Since publishing “Building the Future of Education: Museums and the Learning Ecosystem,” I’ve been on the prowl for examples of museums creating local “vibrant learning grids” by beginning to weave immersive, experiential learning into the formal school system. When the Noyce Foundation announced the first seven recipients and two honorable mentions of its Bright Lights community engagement awards, I spotted the Great Science Academy (GSA) on the list, and invited Whitney Owens, vice president of education and guest experience at Great Lakes Science Center, to tell us more about their award-winning program.


We created GSA in 2011 to offer an opportunity for deeper STEM engagement to a critical age demographic, middle-school students. We know that, for this age group, seeing oneself in STEM is a major predictor of persistence in future STEM studies and careers, and we craved the creative space of a longer-format program to really develop teens’ and pre-teens’ interest in and curiosity about STEM in their community. We also wanted to give students practice in working and making decisions in the “real world,” building their skills in collaboration, problem-solving, and processing and filtering information in a noisy marketplace.
For 120 students each year (half of them participating through full need-based scholarships), GSA features deep content learning, creative problem solving through project-based learning, and access to scientists, engineers, and behind-the-scenes STEM industry. We recruit students from a range of audiences—from Science Center members to schools and community groups. Schools and afterschool organizations have been particularly strong partners for outreach: teachers and principals suggest students with an interest in STEM, connect us to families who may need scholarships, and provide additional social support and advice if we are struggling with how to help a student succeed cognitively or behaviorally. Some educators go even further: this year a local teacher is personally driving five students from her school to GSA sessions every single Saturday(!) Since GSA requires significant out-of-school time over the year, all program applicants must sign a personal letter of commitment; scholarship recipients must also provide evidence of need and letters from their families and teachers pledging to support students’ learning. Program fees and scholarships are subsidized by generous support from Arcelor-Mittal, NOAA, the Thomas H. White Foundation, and the Northeast Ohio Regional Sewer District—some of whose employees volunteer with the program, too.

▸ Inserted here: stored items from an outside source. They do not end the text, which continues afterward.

PR #7729, opened 2023-12-20
Fix MM55258

larkox:
#### Summary
Fix MM-55258

#### Ticket Link
Fix https://mattermost.atlassian.net/browse/MM-55258

#### Release Note
```release-note
NONE
```

### DIFF
--- a/app/components/syntax_highlight/index.tsx
+++ b/app/components/syntax_highlight/index.tsx
@@ -29,6 +29,12 @@ const styles = StyleSheet.create({
     },
 });
 
+function getMaximumLineLength(code: string) {
+    return code.split('\n').reduce((prev, v) => Math.max(prev, v.length), 0);
+}
+
+const MAXIMUM_CODE_LINE_LENGTH = 500;
+
 const Highlighter = ({code, language, textStyle, selectable = false}: SyntaxHiglightProps) => {
     const theme = useTheme();
     const style = codeTheme[theme.codeTheme] || github;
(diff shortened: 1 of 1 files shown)


app/components/syntax_highlight/index.tsx
```diff
@@ -29,6 +29,12 @@ const styles = StyleSheet.create({
     },
 });
 
+function getMaximumLineLength(code: string) {
+    return code.split('\n').reduce((prev, v) => Math.max(prev, v.length), 0);
+}
+
+const MAXIMUM_CODE_LINE_LENGTH = 500;
```
esarafianou, line 36: How was the 500 determined as a limit?

larkox: The force :sweat_smile: Seemed a long enough number not to affect "real code" (most code guidelines expect 80 char lines, so 500 seem big enough) and after testing, it still takes some time to render, but nothing troubling from my perspective. It is something we can fine tune.

harshilsharma63 (approved):
LGTM 👍

app/components/syntax_highlight/index.tsx
esarafianou: What would happen if there are a few consecutive messages that have long = 500  lines of code?

larkox: Just tested. What happens is long times to load. ~10s on the device I am testing (lower end devices may take longer).

We can reduce more the numer of characters, but this is just a patch. According to flipper, most of the time is spent on the parsing, and that is handled in the external library (https://www.npmjs.com/package/react-syntax-highlighter).

An awful solution is to disable the highlighting (always use `text` as the language) until we have a better solution for this.

esarafianou: Since we default to `text` if it's larger than our limit, we don't need to disable highlighting. Also since most code guidelines expect 80 char lines, we could limit to 300. I tknow that 300 is as arbitrary as the 500 but it's significantly lower than 300 while it will probably not hurt UX. 

If we get feedback that this is causing issues we could then update..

This mix of hands-on curriculum, connection to STEM mentors, online interaction, and community integration gives our GSA scholars a student-centered network of opportunities, what KnowledgeWork’s Katherine Prince refers to in the AAM report as a “learning ecosystem in which many right solutions intersect and adapt to meet learners’ needs.” If emerging trends are any predictor, this kind of network may become more and more integrated into what we and our audiences think of as—and expect from—education.

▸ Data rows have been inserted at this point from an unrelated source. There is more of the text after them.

PR #7732, opened 2023-12-21
Fix joining channels from the find channels screen

larkox:
#### Summary
In the Find Channels screen, we have two different sets of channels: those coming from the database (that we have already joined) and those coming from the server (that we haven't joined yet). We make this distinction in the render by sending different `onPress` functions, whether they need to switch or join the channel.

But we were passing both type of channels to the same function that was only trying to switch, not to join also the channel. This PR fixes that issue.

#### Ticket Link
https://mattermost.atlassian.net/browse/MM-56349

#### Release Note
```release-note
Fix issue where it was not possible to join a channel from the "Find channels" screen.
```


harshilsharma63 (approved):
👌👌👌

M-ZubairAhmed (approved):

yasserfaraazkhan (approved):
able to open join channel from find channel option

PR #7743, opened 2024-01-07
[MM-55988]: alert message in DM of persistent notification changed

tanmaythole:
#### Summary

Changed the alert message in DM of persistent notification.

#### Ticket Link

Fixes https://github.com/mattermost/mattermost/issues/25676

#### Checklist

- [ ] Has UI changes

#### Device Information
This PR was tested on: 

#### Release Note

```release-note
NONE
```


tanmaythole:
Hey @larkox,
Can you please look into this?

app/utils/post/index.ts
```diff
@@ -152,7 +152,7 @@ export async function persistentNotificationsConfirmation(serverUrl: string, val
             });
             description = intl.formatMessage({
                 id: 'persistent_notifications.confirm.description',
-                defaultMessage: '@mentioned recipients will be notified every {interval, plural, one {minute} other {{interval} minutes}} until they’ve acknowledged or replied to the message.',
+                defaultMessage: '@username will be notified every {interval, plural, one {minute} other {{interval} minutes}} until they’ve acknowledged or replied to the message.',
```
larkox, line 155: I think the idea was not so much `@username` literally, but `@username` as in, for example, `@john.doe` (the other user in the DM).

larkox (changes requested):

app/utils/post/index.ts
harshilsharma63: @larkox so we wanna use the actual user's nam, right? @tanmaythole are you open to making this change?

larkox:
@tanmaythole Are you still working on this?

tanmaythole:
> @tanmaythole Are you still working on this?

Hey @larkox, I apologize for being late, I will do that as soon as possible

app/utils/post/index.ts
tanmaythole: Hi @larkox ,
If there are multiple users mentioned, do we need to show only the first user's name or all users' names separated by commas?

larkox: The logic should follow a similar flow and similar texts as what is done in this file in the server repo: `webapp/channels/src/components/persist_notification_confirm_modal.tsx`

I think that "unifying the logic" (do the same in mobile and web) would be best. Sorry for the back and forth!

tanmaythole: So this change is not required, right?

larkox: From my perspective, a change is needed, but not exactly here. I would try to make the logic flow more similar to the web, so add some restructuring of the `if/else` here.

Also, just to align the texts, I would use the text in web, so... in this particular text, instead of `@mentioned` I would write it down as `Mentioned`.

tanmaythole: So, if you don't mind, can I work on that?

larkox: Yes, please do. You can do it in the context of this PR :smile:

tanmaythole: Sure I will do that here

larkox (approved):

harshilsharma63 (approved):

yasserfaraazkhan (changes requested):
while testing observed the Alert message do not mention `Username` and shows 0 mins.

image (1)

this alert might not show up on device as the Send button is disabled when @user is not mentioned 

image

expected to look similar to web app,
image (2)

tanmaythole:
Hey @yasserfaraazkhan,

I have fixed the time shown on the alert box.

Also as you mentioned `Alert message do not mention Username`, as following same flow present in the web app, if the current channel is other than the DM channel then the alert message will start as `Mentioned recipients ..` and in the DM channel it will show with the user's username.

yasserfaraazkhan (approved):
Thank you for the changes Tanmay
Screenshot 2024-03-04 at 1 12 27 PM


Screenshot 2024-03-04 at 1 00 01 PM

For Great Lakes Science Center, a byproduct of creating this network is the connections that we build between GSA scholars and our community: we not only help our students access their resources, but we enrich the identity of Cleveland as a place where STEM is woven into the fabric of our region, accessible to all. Not all of our Great Science Academy students will become engineers, doctors, or researchers (the goal of many teen and workforce-development-type programs). We would love it if they do, of course—but we are as interested in developing citizens of Cleveland and the world who know how to find and use scientific resources, can make decisions based on good data and feel comfortable within a community framework guided by innovation and the quest to make our region a better place. So scholars, what I want to say to you is this: use those beautiful young minds to be scientists—or artists, journalists, teachers, or parents–who can be STEM citizens, working for and with our communities in all their richness and challenge.